» Assigned task
Filter out every line below that lacks "what", and copy the rest.

» Data for review
PR #1866, opened 2022-11-04
Update publishing warnings

H3ll3m4:
## Context
Publishing warnings are being updated. Some of the content has to be changed but also the display of autocomplete warnings with the other warnings.

## Implementation
In order to change the content it is a simple update of the translation file en.yml. In order to have the publishing warnings for autocomplete uniform with the rest, we add the publish them in the list if presenters for the publishing page presenter and remove them from the publish environment view.

## Tests
Unit tests and publishing acceptance tests have been updated. Local testing with manual observation performed.

### DIFF
--- a/app/presenters/autocomplete_items_presenter.rb
+++ b/app/presenters/autocomplete_items_presenter.rb
@@ -25,19 +25,6 @@ class AutocompleteItemsPresenter
   end
 
   def messages
-    @messages ||=
-      pages_with_autocomplete_component.each_with_object([]) do |page, arry|
-        page.components.each do |component|
-          next unless component.uuid.in?(component_uuids_without_items)
-
-          arry.push(
-            { component_title: component.humanised_title, page_uuid: page.uuid }
-          )
-        end
-      end
-  end
-
-  def message
     env = ENV['RAILS_ENV'] == 'development' ? 'dev' : ENV['RAILS_ENV']
     pages_with_autocomplete_component.each_with_object([]) do |page, arry|
       page.components.each do |component|
@@ -51,5 +38,10 @@ class AutocompleteItemsPresenter
         arry.push(msg)
       end
     end
+  end
+
+  def message
+    # because submission warnings presenter expect presenter to have methods message
+    messages
   end
 end
--- a/app/presenters/autocomplete_items_presenter.rb
+++ b/app/presenters/autocomplete_items_presenter.rb
@@ -1,11 +1,12 @@
 class AutocompleteItemsPresenter
   include ActionView::Helpers
   include GovukLinkHelper
-  attr_reader :autocomplete_items, :service
+  attr_reader :autocomplete_items, :service, :deployment_environment
 
-  def initialize(service, autocomplete_items)
+  def initialize(service, autocomplete_items, deployment_environment)
     @service = service
     @autocomplete_items = autocomplete_items
+    @deployment_environment = deployment_environment
   end
 
   def autocomplete_component_uuids
@@ -25,14 +26,13 @@ class AutocompleteItemsPresenter
   end
 
   def messages
-    env = ENV['RAILS_ENV'] == 'development' ? 'dev' : ENV['RAILS_ENV']
     pages_with_autocomplete_component.each_with_object([]) do |page, arry|
       page.components.each do |component|
         next unless component.uuid.in?(component_uuids_without_items)
 
         link = govuk_link_to(component.humanised_title, Rails.application.routes.url_helpers.edit_page_path(service.service_id, page.uuid))
 
-        description = I18n.t("publish.autocomplete_items.#{env}.message", title: link)
+        description = I18n.t("publish.autocomplete_items.#{deployment_environment}.message", title: link)
 
         msg = description.html_safe
         arry.push(msg)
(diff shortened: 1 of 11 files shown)


app/presenters/autocomplete_items_presenter.rb
```diff
@@ -23,15 +26,22 @@ def pages_with_autocomplete_component
   end
 
   def messages
```
njseeto, line 28:
```suggestion
  def message
```

Are we able to rename this method to `message` and then delete the new `message` method?

app/presenters/autocomplete_items_presenter.rb
```diff
@@ -23,15 +26,22 @@ def pages_with_autocomplete_component
...
-
-          arry.push(
-            { component_title: component.humanised_title, page_uuid: page.uuid }
-          )
-        end
+    pages_with_autocomplete_component.each_with_object([]) do |page, arry|
+      page.components.each do |component|
+        next unless component.uuid.in?(component_uuids_without_items)
+
+        link = govuk_link_to(component.humanised_title, Rails.application.routes.url_helpers.edit_page_path(service.service_id, page.uuid))
```
njseeto, line 33:
```suggestion

```
could we move this method to a private method? Then we can just call it in the `description` variable. Something like:

```
  def messages
    pages_with_autocomplete_component.each_with_object([]) do |page, arry|
      page.components.each do |component|
        next unless component.uuid.in?(component_uuids_without_items)

        description = I18n.t(
          "publish.autocomplete_items.#{deployment_environment}.message",
          title: link(component, page)
        )

        msg = description.html_safe
        arry.push(msg)
      end
    end
  end

  private

  def link(component, page)
    govuk_link_to(
      component.humanised_title,
      Rails.application.routes.url_helpers.edit_page_path(service.service_id, page.uuid)
    )
  end
```

app/presenters/autocomplete_items_presenter.rb
```diff
@@ -23,15 +26,22 @@ def pages_with_autocomplete_component
...
+
+        description = I18n.t("publish.autocomplete_items.#{deployment_environment}.message", title: link)
```
njseeto, line 35:
```suggestion
        msg = I18n.t(
          "publish.autocomplete_items.#{deployment_environment}.message",
          title: link
        ).html_safe
```
Not a biggie, but we could chain the `html_safe` in the variable assignment and rename the variable, then we can delete the `msg = description.html_safe` line.

spec/presenters/publishing_page_presenter_spec.rb
```diff
@@ -34,13 +34,17 @@
 
     context 'submission warning presenters' do
       let(:presenters) do
-        [submission_pages_presenter, from_address_presenter]
+        [submission_pages_presenter,
+         autocomplete_warning,
+         from_address_presenter]
```
njseeto, line 39:
```suggestion
        [
          submission_pages_presenter,
          autocomplete_warning,
          from_address_presenter
        ]
```

Small formatting suggestion

njseeto (commented):
Looks great, just a couple of suggestions.

app/presenters/publishing_page_presenter.rb
```diff
@@ -59,6 +59,10 @@ def submission_pages_presenter
   end
 
   def submission_warning_presenters
-    [submission_pages_presenter, from_address_presenter]
+    presenters = [submission_pages_presenter, from_address_presenter]
+
+    return presenters if deployment_environment == 'dev'
```
brenetic, line 64: why do we not want the autocomplete presenter to be there if it's dev?

brenetic:
can we have a screenshot please?

i may have completely misunderstood the story, but are the autocomplete warnings now part of the list of _all_ publishing warnings on the publishing page? if that's the case then maintaining the `autocomplete_warning` partial might not be necessary as the `SubmissionWarningsPresenter` will just map over any presenters that it's initialized with and spit out the messages

H3ll3m4:
We moved the autocomplete warning in the first header group only for publishing to Live. However, as it has been clarified this morning after the stand up, we want the publishing to Test to have autocomplete warnings separated, so like before we started the work on this feature. The results looks like this, with a server running locally : 
Screenshot 2022-11-10 at 16 44 08

In addition, we added a few updates of the content, following version 1.3 of the [publishing warnings](https://docs.google.com/spreadsheets/d/11FvkKJcO1Yfn3bVOM9IPSD0_LHjqgTSJmASx33lYe-E/edit#gid=814462722), see tab 1.3, and only the text written ToDo on column K.

app/views/publish/_autocomplete_warning.html.erb
```diff
@@ -1,8 +1,6 @@
-<% autocomplete_warning.messages.each do |message| %>
+<% autocomplete_warning.message.each do |message| %>
```
brenetic, line 1: is there only one message now per presenter? if so do we need to loop? if not we could keep both methods

brenetic (changes requested):

app/presenters/autocomplete_items_presenter.rb
```diff
@@ -23,15 +26,24 @@ def pages_with_autocomplete_component
...
+        msg = I18n.t("publish.autocomplete_items.#{deployment_environment}.message", title: link(component, page)).html_safe
+        arry.push(msg)
       end
+    end
+  end
+
+  # the method message is required by the submission warning presenter
+  def message
+    messages
+  end
```
brenetic, line 42: `alias :message, :messages`

brenetic (approved):
🚀

PR #1905, opened 2022-11-23
Fix missing arrow condition

chrispymm:
This is a fix for a missing arrow discovered on the DDaT Assessment Eligibility form.

**Before:**
Screenshot 2022-11-23 at 09 43 50

**After:**
image

### DIFF
--- a/app/javascript/src/component_flow_connector_path.js
+++ b/app/javascript/src/component_flow_connector_path.js
@@ -571,11 +571,12 @@ class ForwardDownBackwardUpPath extends FlowConnectorPath {
 
   constructor(points, config) {
     super(points, config);
+
     var dimensions = {
       forward1: Math.round(this.points.via_x - CURVE_SPACING),
       down: Math.round(utilities.difference(this.points.from_y, config.bottom) - (CURVE_SPACING * 2)),
       backward: Math.round(utilities.difference(this.points.from_x + this.points.via_x, this.points.to_x)),
-      up: Math.round(utilities.difference(config.bottom, this.points.from_y) + utilities.difference(this.points.from_y, this.points.to_y) - (CURVE_SPACING * 2)),
+      up: Math.round( utilities.difference(config.bottom, this.points.to_y) - (CURVE_SPACING * 2)),
       forward2: 0
     }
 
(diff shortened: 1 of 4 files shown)


app/javascript/src/controller_services.js
```diff
@@ -889,9 +890,7 @@ function calculateAndCreatePageFlowConnectorPath(points, config) {
       }
     }
     else {
-      if(up) {
-        new ConnectorPath.ForwardDownBackwardUpPath(points, config);
-      }
```
chrispymm, line 894: The `if(up)` here only drew the line if the 'to' FlowItem was in a row above the 'from' FlowItem. (see line 866)

This is not what we wanted. 

Because we always go `down` in order to go `back` we always need to go `up` regardless of what row the destination item is on.

app/javascript/src/component_flow_connector_path.js
```diff
@@ -571,11 +571,12 @@ class ForwardDownBackwardUpPath extends FlowConnectorPath {
 
   constructor(points, config) {
     super(points, config);
+
     var dimensions = {
       forward1: Math.round(this.points.via_x - CURVE_SPACING),
       down: Math.round(utilities.difference(this.points.from_y, config.bottom) - (CURVE_SPACING * 2)),
       backward: Math.round(utilities.difference(this.points.from_x + this.points.via_x, this.points.to_x)),
-      up: Math.round(utilities.difference(config.bottom, this.points.from_y) + utilities.difference(this.points.from_y, this.points.to_y) - (CURVE_SPACING * 2)),
+      up: Math.round( utilities.difference(config.bottom, this.points.to_y) - (CURVE_SPACING * 2)),
```
chrispymm, line 579: Because we always go down to the bottom in order to go back up, we can simply calculate the up path as the difference between the bottom and the 'to' item. i.e. simply the opposite of a down arrow (compare line 577 and 579)

app/javascript/src/utilities.js
```diff
@@ -281,12 +281,14 @@ function maxWidth($collection) {
...
-  if(a > b)
+function difference(a, b, abs=true) {
+  if(abs) {
+    return Math.abs(a - b);
+  } else {
     return a - b;
-  else
-    return b - a;
+  }
 }
```
chrispymm, line 292: * Simplify method to use JS built-in `Math.abs` 
* Add param to indicate if we want a signed result.

njseeto (approved):
🚀

PR #1906, opened 2022-11-23
Fix arrow overlap issues

chrispymm:
This PR fixes the fact that line overlapping was broken.

It appears that during test-writing changes were made to the implementation of the `FlowConnectorPath` class that made the `id` property private.

A public `prop` accessor function was made available (not entirely sure at this point why standard getters weren't used.)

It seems that the code in `adjustOverlappingFlowConnectorPaths()` was not updated to use the `prop` accessor.  As such `path.id` and `current.id` were returning `undefined` - this was meaning no lines were being compared for overlaps.

This went unnoticed, as the 'undefined' variables didn't trigger any errors, just prevented an essential function call.

Strike this up as a reason for using Typescript 😉

**Before:**
Screenshot 2022-11-23 at 10 23 44

**After:**
image

There is still an outstanding bug / rendering issue that I can see: nudged lines at the top of the flow viewport get cut off.  Don't know if this was an existing bug, or if it is new....

image

### DIFF
--- a/app/javascript/src/component_flow_connector_path.js
+++ b/app/javascript/src/component_flow_connector_path.js
@@ -571,11 +571,12 @@ class ForwardDownBackwardUpPath extends FlowConnectorPath {
 
   constructor(points, config) {
     super(points, config);
+
     var dimensions = {
       forward1: Math.round(this.points.via_x - CURVE_SPACING),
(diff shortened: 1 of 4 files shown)


njseeto (approved):
🚀

PR #1907, opened 2022-11-23
Show placeholder reference number when reference number is enabled

njseeto:
### Show placeholder when reference number is enabled
When in the Editor or in preview mode, and reference number is enabled, we want to show a placeholder reference number.
This is done through the methods `show_reference_number` and `reference_number_enabled?`.

### Bump to presenter 2.17.24

This version of the presenter has the new confirmation email template that includes reference numbers.

Screenshot 2022-11-25 at 13 14 33


chrispymm (approved):
All loloks good!

PR #1909, opened 2022-11-24
Add aria describedby attirbute and update content

chrispymm:
Makes a couple of tweaks to the reference number templates. 

* Adds the hint text into the aria-describedby attribute of the input
* Adds the warning text into the aria-describedby attribute of the input - feels like this is important enought that we want them to know it if all they do is focus the input.
* Separates out the 'heading' text string into 'heading' and 'legend' as they will be different when we do pay
* Add `rel="noopener noferrer"` to the `target="_blank"` link - required for security
* Tweak capitalisation of headings, and ensure 'Reference numbers' is always plural (as per figma)


njseeto (approved):
🚀

PR #1914, opened 2022-11-28
Testable first publish message

chrispymm:
Thsi all works.

I'm not convinced by the amount of `PublishService` stuff there is in the `PublishController`

I feel like more of it should be in the 'PublishServicePresenter' - but a presenter needs to be instanciated with an instance*

*I've realised this morning that that is why it was setup the way it was previously - you could call the class directly, which then instanciated itself with the latest instance - so could return to something like that... ... my other thought had been whether a `LatestPublishServicePresenter` that didn't require an instance....

The other annoyance is the need to get a count of the PublishService's there  doesn;t feel a neat way to do this... without another DB call, and also it feels messy putting it in a presenter for an instance, as the presenter then has to go and do a db call to determine the count.

It might be possible to do a custom select, but that's not overly clean either....
```
publish_count = PublishService.select('count(*)').where(service_id: xxxxx,  deployment_environment: xxxx).to_sql

PublishService.select(
  '*',
  "(#{publish_count} publish_count"
).where(
  service_id: xxxxx,
  deployment_environment: xxxx
)
```

It feels like ideally we want a PublishService instance itself to know whether it is the first publish...  but that is a bit more complex to implement


acceptance/features/publishing_page_spec.rb
```diff
@@ -136,7 +136,8 @@
       when_I_visit_the_publishing_page
       then_I_should_see_from_address_warning('pending')
     end
-  end
+
+      end
```
brenetic, line 140:
```suggestion
  end
```

brenetic (approved):
🚀

PR #1916, opened 2022-11-29
Moving 2 team members to the admin list.

mattempty:
This change allows Assma and Fabien to use the admin functions.


brenetic (approved):
🚀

» Task result
This is not what we wanted. 
Because we always go `down` in order to go `back` we always need to go `up` regardless of what row the destination item is on.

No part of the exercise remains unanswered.